A. Scarlatti: Passio Secundum Johannem

Giuseppina Bridelli [Evangelist], [Salvo Vitale Jesus], Millenium Orchestra, Choeur de Chambre de Namur, Leonardo García Alarcón
57:30
Ricercar RIC378

[dropcap]Y[/dropcap]ou have to read almost to the end of the booklet to discover that this is a composite work, created for this live performance by the director by inserting six of the Responsori per la Settimana Santa  from a bound collection of Scarlatti’s Holy Week music held in Bologna into his better known John Passion which can be reliably dated to 1685 in Naples.

This accounts for the abrupt change in style between the sombre polyphonic motet-style insertions and the continuous, narrative-based semi-operatic setting of the Vulgate text of John’s Passion. In this performance the Evangelist is a mezzo soprano, singing in a relatively strict measure with other characters and turbae  interjections. In this mix of recitative and arioso, it is mostly the chorus and the Christus that have the string accompaniment after the opening section. An attempt to colour the narrative and make it more dramatic by introducing changes of instrumentation into the substantial continuo line – cello, double bass, theorbo, archlute, triple harp, bass viol, organ and harpsichord – is only partially successful in making the Passion more dramatic and fluid. The text is predominantly set in major keys, with none of the modal flavour that makes the Germanic Passion narratives so antiquely ambivalent and soul-searching. This just sounds like post-Cavalli on a dull day.

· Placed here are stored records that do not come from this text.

PR #70, opened 2022-10-12
Get CI running on Xcode 14

dfed:
As title. Adds yet another Xcode version to support!

In this PR I also balance out the workloads between runners to lower CI's wall time.

### DIFF
--- a/.github/workflows/ci.yml
+++ b/.github/workflows/ci.yml
@@ -113,3 +113,41 @@ jobs:
         run: sudo xcode-select --switch /Applications/Xcode_13.4.1.app/Contents/Developer
       - name: Build and Test Framework
         run: xcrun swift test -c release -Xswiftc -enable-testing
+  spm-14:
+    name: Build Xcode 14
+    runs-on: macOS-12
+    strategy:
+      matrix:
+        platforms: [
+          'iOS_16,tvOS_16,watchOS_9',
+          'macOS_12',
+        ]
+      fail-fast: false
+    steps:
+      - name: Checkout Repo
+        uses: actions/checkout@v3
+      - name: Bundle Install
+        run: bundle install
+      - name: Select Xcode Version
+        run: sudo xcode-select --switch /Applications/Xcode_14.0.1.app/Contents/Developer
+      - name: Prepare Simulator Runtimes
+        run: Scripts/github/prepare-simulators.sh ${{ matrix.platforms }}
+      - name: Build and Test Framework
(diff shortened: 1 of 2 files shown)


.github/workflows/ci.yml
```diff
@@ -113,3 +113,41 @@ jobs:
...
       - name: Build and Test Framework
         run: xcrun swift test -c release -Xswiftc -enable-testing
+  spm-14:
+    name: Build Xcode 14
+    runs-on: macOS-12
+    strategy:
+      matrix:
+        platforms: [
+          'iOS_16,watchOS_9',
+          'macOS_12,tvOS_16',
```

It is partly that the singers – all bar two of whom are drawn from the well-prepared and well-known chorus – are not really specialists in this kind of music, so the effect is rather dated, and the vocal characterization and fluency we now expect from HIP performances just isn’t there.

As you can tell, I do not find this work – in this performance – a transformative experience. But recordings of Alessandro Scarlatti’s Passion secundum Johannem  are not that common, so while I prefer the Schola Cantorum Basiliensis version with Rene Jacobs under Fritz Neff, I’m glad to have heard it.